== Aim of the exercise ==
Look over the listing below and say how many of its lines include the string "profiling"; give no more than that number.

== Material provided ==
PR #10576, opened 2020-10-29
Remove the provider_resolver specs that are not helpful

tas50:
This is a pretty useless test at this point:

- Platform/platform_family/version combinations are invalid in a way
  that makes tests pass when they should not. Ex: all the solaris stuff
- Platforms we don't support anymore
- Fake version numbers that mean we're not testing what would actually
  make sense


phiggins (approved):
Here's a 👍, but I don't know the history here and I'm just taking your word for it that these aren't useful.

PR #10579, opened 2020-10-29
Remove rspec_junit_formatter and rspec version pins

phiggins:
This was added a long time ago (https://github.com/chef/chef/commit/87612bf41873efd9c783be7732415c23a171f58d) and exists to write test output in junit format to a file named "test.xml" that does not appear to be consumed by anything.

I figure if this breaks something we'll find out pretty quickly.

### DIFF
--- a/Gemfile
+++ b/Gemfile
@@ -54,9 +54,7 @@ end
 
 group(:development, :test) do
   gem "rake"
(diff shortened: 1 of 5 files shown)


tas50:
You had me at removing a dep

tas50 (approved):

PR #10584, opened 2020-10-30
Simplify regexes by removing extra character classes

tas50:
We're working too hard here. No need for these.


phiggins (approved):
Looks ok to me 👍

Issue #177, opened 2024-05-03
Console log validations on create and edit for source datasets


NoopDog:

NoopDog:
Complete!

PR #187, opened 2024-05-07
feat: log validations on create/update source dataset (#177)

hunterckx:


app/services/validations.ts
```diff
@@ -0,0 +1,133 @@
...
+  return {
+    atlasIds,
+    description: validation.description,
+    entityId: entity.id,
+    entityTitle,
+    entityType,
+    system: validation.system,
+    taskStatus:
+      validationStatus === VALIDATION_STATUS.VALID
+        ? TASK_STATUS.DONE
```
NoopDog, line 88: Yes no way to tell "IN_PROGRESS" at the moment so leave it out.

app/services/validations.ts
```diff
@@ -0,0 +1,133 @@
...
+    sourceDataset.sd_info.unpublishedInfo?.title ??
+    sourceDataset.id
+  );
+}
+
+async function getSourceDatasetAtlasIds(
+  sourceDataset: HCAAtlasTrackerDBSourceDataset
+): Promise<string[]> {
+  const queryResult = await query<Pick<HCAAtlasTrackerDBAtlas, "id">>(
+    "SELECT id FROM hat.atlases WHERE source_datasets @> $1",
```
NoopDog, line 129: I wonder how we can add an index to support this query. We may not really need it at this scale but would be good to have.

app/services/validations.ts
```diff
@@ -0,0 +1,133 @@
...
+  };
+}
+
+export async function updateSourceDatasetValidations(
+  sourceDataset: HCAAtlasTrackerDBSourceDataset
+): Promise<void> {
+  const title = getSourceDatasetTitle(sourceDataset);
+  const atlasIds = await getSourceDatasetAtlasIds(sourceDataset);
+  for (const validation of SOURCE_DATASET_VALIDATIONS) {
+    if (validation.condition && !validation.condition(sourceDataset)) continue;
```
NoopDog, line 102: simple! Thx

pages/api/atlases/[atlasId]/source-datasets/[sdId].ts
```diff
@@ -59,6 +60,7 @@ const putHandler = handler(
       sdId,
       await sourceDatasetEditSchema.validate(req.body)
     );
+    await updateSourceDatasetValidations(newDataset);
```
Comment (NoopDog) [inline pages/api/atlases/[atlasId]/source-datasets/[sdId].ts:63]: Place in a transaction with updateSourceDataset. Also, I think this call should be moved to the dataset service. Let the service sequence the database calls, not the "handler."

NoopDog (approved):

NoopDog:
Awesome! Thanks @hunterckx

PR #188, opened 2024-05-07
feat: only show the create, edit buttons and forms if the user is a content editor (#138)

### LINKED ISSUE #138: Only show the create, edit buttons and forms if the user is a Content Editor
#### Need
Currently, the create and edit buttons and forms for atlas and source datasets show if the user is logged in but not registered. Instead, we need to show these forms only if the user has the role CONTENT_ADMIN.

#### Approach
1. Call the new[ /me](https://github.com/clevercanary/hca-atlas-tracker/issues/144) endpoint to determine the user's role after login.
2. Only show the create/update atlas and source dataset buttons if the user is a CONTENT_ADMIN.

frano-m:
Closes #138.


app/components/Detail/components/TrackerForm/components/Section/components/Atlas/components/GeneralInfo/generalInfo.tsx
```diff
@@ -27,14 +28,24 @@ import {
...
+  formMethod,
+}: GeneralInfoProps): JSX.Element => {
+  const {
+    access: { canEdit },
+  } = formManager;
+  const {
+    control,
+    formState: { errors },
+  } = formMethod;
+  const readOnly = !canEdit;
```
NoopDog, line 48: Perhaps move into form manager so the form manager can explicitly tell you if the form is read-only, and you can avoid repeating  `const readOnly = !canEdit;` in each form.

app/hooks/useFetchUser.ts
```diff
@@ -0,0 +1,41 @@
...
+      accessToken: string
+    ): Promise<HCAAtlasTrackerActiveUser | undefined> => {
+      const res = await fetch(
+        API.USER,
+        getFetchOptions(METHOD.GET, accessToken)
+      );
+      if (isFetchStatusOk(res.status)) {
+        return await res.json();
+      }
+      // TODO handle error.
```
NoopDog, line 24: Why is this TODO handle error? Is the error not already handled below?

app/components/common/Form/components/FormManager/components/Popup/popup.tsx
```diff
@@ -15,15 +15,22 @@ interface PopupProps extends FormManager {
...
+  const { canEdit } = access;
   const { onCancel, onDiscard, onSave } = formAction || {};
   const { isLeaving } = formStatus;
   return (
-    <Dialog fullWidth maxWidth="xs" onClose={onCancel} open={isLeaving}>
+    <Dialog
+      fullWidth
+      maxWidth="xs"
+      onClose={onCancel}
+      open={canEdit && isLeaving}
```
NoopDog, line 32: Let's see. Why does the dialog need canEdit? The form can never be dirty unless the user is an editor. Does the content of the dialog change if the user is an editor? I'm not sure how a non-editor would ever see this dialog but I am not sure about the full implications of the flow.

NoopDog (approved):

app/components/Detail/components/TrackerForm/components/Section/components/Atlas/components/GeneralInfo/generalInfo.tsx
frano-m: True, I contemplated this - I wasn't sure if the `readyOnly` would always be determined by the `canEdit` in future iterations...

app/hooks/useFetchUser.ts
frano-m: A copy and paste job - sorry :)

PR #200, opened 2024-05-13
feat: sort by publication ascending on source dataset list (#154)

### LINKED ISSUE #154: Sort by publication ascending on source dataset list
#### Need
The source datasets are almost always given by something similar to the journal string in external notes.
We need to make it easier to tell if, for example, "Young et al." is included in the source datasets list.

#### Approach
Update the default sort of the source datasets column in the config.

#### DOD

1. Order by Publication ascending 

That's it!

frano-m:
Closes #154.

Sorts source datasets by citation, and then by title (should the citation be the same).

image


NoopDog (approved):
Sorted! 😀

Issue #183, opened 2024-05-05
Re-validate all source datasets when the refresh service updates


NoopDog:

NoopDog:
Complete!

PR #208, opened 2024-05-19
feat: revalidate all source datasets when refresh services finish refreshing (#183)

hunterckx:
Notes:
- Revalidation happens when either of the refresh services finishes refreshing and there are no other refreshes in progress -- meaning that when both HCA and CELLxGENE get refreshed at the same time, whichever finishes last will trigger revalidation
- Because the server does an initial refresh, revalidation will always happen when the server is started


NoopDog (approved):
Ok then! Looks great. Thx

Issue #180, opened 2024-05-05
Validate HCA Data Repository Projects for source datasets contain primary data (FASTQ files)


NoopDog:
#### Need
The HCA Data Repository is meant to hold the primary data (FASTQ) files associated with the source datasets. We will validate that this is true and report on it as one of our validations.

#### Approach
Update the refresh service to indicate if the HCA Data Repository project has primary data.  This can be done by examining the Azul projects response and looking at the `fileTypeSummaries` of a project response hit and looking for `format` to be `fastq` or `fastq.gz`.

For example

![Image](https://github.com/clevercanary/hca-atlas-tracker/assets/3239697/19543c03-d2d5-4732-9b58-c7cecf6d544e)

NoopDog:
Complete, Thanks!

PR #215, opened 2024-05-21
feat: add validation for source dataset projects containing primary data (#180)

hunterckx:


app/services/validations.ts
```diff
@@ -70,27 +72,55 @@ export const SOURCE_DATASET_VALIDATIONS: ValidationDefinition<HCAAtlasTrackerDBS
...
+      description: "Add primary data.",
+      system: SYSTEM.HCA_DATA_REPOSITORY,
+      validate(sourceDataset): boolean | null {
+        return validateSourceDatasetHcaProjectInfo(
+          sourceDataset,
+          (projectInfo) => Boolean(projectInfo?.hasPrimaryData)
+        );
+      },
+      validationId: VALIDATION_ID.SOURCE_DATASET_HCA_PROJECT_HAS_PRIMARY_DATA,
+      validationType: VALIDATION_TYPE.INGEST,
```
hunterckx, line 94: Do the properties here for the new validation look good? I'm actually thinking now that I may have used the wrong validation type but I'm not totally certain what the difference between ingest and metadata validations is

NoopDog (approved):
🆒 🫘 !

Issue #217, opened 2024-05-21
Check HCA Title validation is correct


NoopDog:
This DOI when processed shows that the title is incorrect in HCA

https://doi.org/10.1016/j.immuni.2023.01.002

However, I am seeing the titles match HCA and the publication:

The landscape of immune dysregulation in Crohn's disease revealed through single-cell transcriptomic profiling in the ileum and colon
The landscape of immune dysregulation in Crohn’s disease revealed through single-cell transcriptomic profiling in the ileum and colon

Can you determine why we see the validation error?

![Image](https://github.com/clevercanary/hca-atlas-tracker/assets/3239697/75a0325f-a097-4773-9660-d1695a1814eb)

NoopDog:
Additionally, this validation is failing on.. a + vs a superscript +. I imagine we would allow that and that there will be a few similar cases we need to adjust for.

https://doi.org/10.1073/pnas.2204269120

NoopDog:
Don't worry about adjusting for the superscript + for a bit. I want to check if we can fix these automatically.

PR #226, opened 2024-05-23
feat: use looser comparison for title validation (#217)

hunterckx:
Before comparison:
- HTML is removed*
- Unicode characters are normalized
- Case is lowered
- Punctuation and symbols are removed
- Sequences of whitespace are replaced with single spaces
- Beginning/ending whitespace is trimmed

\* Using isomorphic-dompurify -- not certain that's the best option since it's for producing sanitized HTML, not converting to plain text, but it's something we already had installed. Other options might include [jsdom](https://www.npmjs.com/package/jsdom) (which actually is already used by isomorphic-dompurify), [html-to-text](https://www.npmjs.com/package/html-to-text), or [cheerio](https://www.npmjs.com/package/cheerio)


NoopDog (approved):
Yup looks great ! Thx

Issue #220, opened 2024-05-22
Add edit source dataset API and allow updating the CAP ID


NoopDog:
### Need

CAP will start ingesting datasets soon and we ant the tracker to track this and hold the ID for the source datasets ingested in to CAP.

![Image](https://github.com/clevercanary/hca-atlas-tracker/assets/3239697/b402ac24-e74d-4395-8207-3c5288c2bd71)

As CAP has no API currently, we will need to allow for manual input of the ID and post this when submitting the source dataset edit form.

#### Approach

1. Determine the API to use for editing a source dataset and the allowed values (currently only CAP ID, but other fields will come) probably like PATCH `/api/source-datasets/id`.
3. Allow the patch to set or clear the CAP ID.
4. Re-validate the source dataset on update.
5. Return the CAP ID on the `/api/source-dataset/id` and `/api/atlas/id/source-datasets` APIs similar to how the other IDs are returned.

This needs to be compared to the reality of what the edit source datasets API already does!

NoopDog:
Complete!

PR #228, opened 2024-05-24
feat: add cap id to source dataset model and edit api (#220)

hunterckx:


app/apis/catalog/hca-atlas-tracker/common/schema.ts
```diff
@@ -38,6 +47,59 @@ export const atlasEditSchema = newAtlasSchema;
 
 export type AtlasEditData = NewAtlasData;
 
+/**
+ * Create schema that combines an unpublished source dataset schema and a published source dataset schema.
+ * @param publishedSchema - Published source dataset schema.
+ * @param unpublishedSchema - Unpublished source dataset schema.
+ * @returns schema that validates both published and unpublished source datasets.
+ */
+function makeSourceDatasetUnionSchema<T extends { [k: string]: unknown }>(
```
NoopDog, line 56: It is possible that unpublished datasets are ingested into CAP, HCA, and CELLxGENE. Would changes here need to be made to support that?

hunterckx: The API and schema would need to be updated if we want to support setting those IDs for unpublished source datasets, yeah

NoopDog (approved):
OK then!  Nice work @hunterckx 🚀🚀🚀🚀🚀

Issue #213, opened 2024-05-20
Allow for multiple "Integration Leads" on an atlas


NoopDog:
#### Need
Several atlases have two integration leads. We need to accommodate multiple.

#### Approach

1. Update the database so that "Integration Lead" is an array of integration lead objects with a DB migration that reads and writes back the updated format 
2. Update the API response so that integrationLeads is also an array.
3. Update the FE to handle the updated shape.
4. Add Integration lead input on the atlas to create and view detail forms.
5. Show integration leads in alpha order on the atlas forms. 
6. For now, we can support only two leads on the UI.

NoopDog:
Complete!

PR #235, opened 2024-05-25
feat: allow multiple integration leads (#213)

hunterckx:


app/hooks/useForm/useForm.ts
```diff
@@ -38,7 +39,8 @@ export interface UseForm<T extends FieldValues, R = undefined>
 export const useForm = <T extends FieldValues, R = undefined>(
   schema: ObjectSchema<T>,
   apiData?: R,
-  mapSchemaValues?: MapSchemaValuesFn<T, R>
+  mapSchemaValues?: MapSchemaValuesFn<T, R>,
+  mapApiValues: MapApiValuesFn<T> = (p): unknown => p
```
hunterckx, line 43: In order to get the integration leads into an array, I've added an optional `mapApiValues` function to `useForm`, which was tricky to type while allowing it to be left unspecified; what I've done here to make it work is to give it a return type of `unknown`, which works because the return value is just passed to the API which doesn't involve type checks. (I'm not sure how we would want this to work in the future, but this is a fairly minimal change that makes our current setup for multiple integration leads work)

NoopDog (approved):
Yup, Awesome. LGTM!

Issue #234, opened 2024-05-25
Update Atlas filter on "Tasks" list to filter by atlas + version


NoopDog:
Currently, on the "Tasks" tab, while the "Atlas" column shows short name + version, the filter "Atlas" only shows the short name. 

<img width="854" alt="image" src="https://github.com/clevercanary/hca-atlas-tracker/assets/3239697/c6bf8628-6800-4708-9c0b-5ae674432922">

Update the Atlas filter so that it allows filtering on atlas+version in the same manner that the Atlas tab does.

<img width="1020" alt="image" src="https://github.com/clevercanary/hca-atlas-tracker/assets/3239697/bebf7de2-4b04-41b3-b6d1-7e7ac28daec7">

Name both table columns and filters "Atlas" for consistency across the "Atlases" and "Tasks" tabs.

#### Approach
Check how the Atlas table does this. There may be a hidden column to filter by. 

#### DOD

- [ ] Tasks table  is filterable by Atlas version
- [ ] Tasks and Atlases have matching "Atlas" column and filter to filter on Atlas + version.

NoopDog:
Complete!

PR #236, opened 2024-05-25
feat: update atlases and tasks tables to have consistent versioned "Atlas" filter (#234)

hunterckx:


app/services/validations.ts
```diff
@@ -184,6 +184,7 @@ export async function getValidationRecords(
         `
           SELECT
             v.*,
+            ARRAY_AGG(DISTINCT concat(a.overview->>'shortName', ' v', a.overview->>'version')) AS atlas_names,
```
hunterckx, line 187: In order to match up versions with short names, the atlas names for a validations are constructed as part of the SQL query

NoopDog (approved):
LGTM! Nce work!

Issue #230, opened 2024-05-24
Add target completion to the atlas model , APIs and Atlas entity list


NoopDog:
#### Need
See [epic](https://github.com/clevercanary/hca-atlas-tracker/issues/229).

#### Approach

1. Add targetCompletion to the atlas model and database similarly to how it was added to the Tasks table and model.
2. Allow targetCompletion to be set (optional) on the edit atlas (PATCH) API
3. Return the targetCompletion on the Atlas API response and in the Atlas list and detail APIs
4. Add "Target Completion"  as the last item in the atlas entity list UI, similar to tasks with "Unplanned" if no date

NoopDog:
Complete

PR #242, opened 2024-05-28
feat: add target completion to atlas model/apis/table (#230)

hunterckx:
Notes:
- Target completion may be set to null or omitted entirely in the API payload, both of which set it to null in the database
- The property name used for responses from the tasks API was `targetCompletionDate`, which was inconsistent with the payload of the task target completion API (where it's `targetCompletion`), with the database (`target_completion`), and this ticket (also `targetCompletion`), so I've updated the tasks response to use `targetCompletion` as well


NoopDog (approved):
LGTM! Thx @hunterckx

Issue #210, opened 2024-05-20
Add Source datasets count column to Atlases table


NoopDog:
#### Need
Show the number of source datasets on the main atlas list. Make the count clickable and link to the source datasets tab for that atlas. Make sure the click target is big enough to be easily clicked on.  Add the source datasets column after "Wave".

<img width="1322" alt="image" src="https://github.com/clevercanary/hca-atlas-tracker/assets/3239697/c91ba158-e9e3-4456-b321-d22153e259bc">

NoopDog:
Complete, thx!

PR #243, opened 2024-05-29
feat: add source dataset count to atlas table (#210)

hunterckx:
Not sure what qualifies as a big enough click target, but I've left the link at its default size and it seems easy enough for me


NoopDog (approved):
Too easy :)

PR #767, opened 2020-09-14
feature(allow watching for changes on magic properties)

ryangjchandler:
This pull request replaces the `self.getUnobservedData()` method used inside of the watcher logic with the `self.unobservedData` property on the component.

The reason for this change is that when the membrane was being unwrapped, any magic properties on the `$data` object would be removed, meaning magic properties could not be watched for changes.

An example of this might be with Spruce, where somebody would want to watch for changes on the `$store.example.data` property, but because the `comparisonData` object did not have a `$store` key, it would simply fail. This opens up a lot of opportunity for cooler magic properties too (despite the fact that it's not a documented API) and also means that these libraries don't need to implement their own watcher logic.

This also isn't a huge change and does not produce any failing tests, so no regression is expected.

### DIFF
--- a/dist/alpine-ie11.js
+++ b/dist/alpine-ie11.js
@@ -23,11 +23,10 @@
   	return module = { exports: {} }, fn(module, module.exports), module.exports;
   }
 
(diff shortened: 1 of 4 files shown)


HugoDF:
Would it make sense to add a test ensuring you can watch magic properties?

calebporzio:
Sounds good

ryangjchandler:
YES!!!

PR #770, opened 2020-09-15
 fix(allow binding non string values to checkboxes)

ryangjchandler:
This PR fixes an issue where non-string values couldn't be bound to a checkbox's value. An example would be trying to bind an integer / number:

<input type="checkbox" x-data :value="100">

The value of the checkbox would actually be "on" due to the typeof value === 'string' check inside of the checkbox handler. This PR replaces that check with a value truth check and makes sure that it's not a boolean, then casts the value to a string using String(value).

This could be done in user-land using x-bind:value="String(100)" or template literals x-bind:value="${value}" but I'd say that it's a bit of a bug with the framework.

### DIFF
--- a/dist/alpine-ie11.js
+++ b/dist/alpine-ie11.js
@@ -6466,8 +6466,8 @@
         // If we are explicitly binding a string to the :value, set the string,
         // If the value is a boolean, leave it alone, it will be set to "on"
         // automatically.
-        if (typeof value === 'string' && attrType === 'bind') {
-          el.value = value;
+        if (value && typeof value !== 'boolean' && attrType === 'bind') {
+          el.value = String(value);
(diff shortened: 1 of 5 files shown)


ryangjchandler:
@calebporzio Hold off on this one for a second, just found an issue with these changes.

ryangjchandler:
@calebporzio Ready for review now - there was a problem where trying to bind an integer `0` wouldn't work because it was considered "falsy", sorted that.

@KevinBatdorf originally found this problem too btw, in case he wanted to check if this fix works for him. From the new test, it looks like it will sort it out.

calebporzio:
Ok, thanks Ryan.

Yeah, this seems like a bug and a good fix. Thanks!

PR #771, opened 2020-09-15
Add magic properties support in IE11

SimoTod:
`$wire` and other custom magic properties are currently broken in IE11.
IE11 uses a proxy polyfil that "seal" the object, meaning that no properties can be defined/redefined after the proxy is created so they need to be set earlier.


calebporzio:
Thanks @SimoTod!

PR #778, opened 2020-09-18
German translation for version 2.7.0

kkukelka:
- Added full German translation of the main Alpine documentation for version 2.7.0
- Added reference to German translation in main documentation


calebporzio:
Wow, thank you so much for this!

== Result below ==
2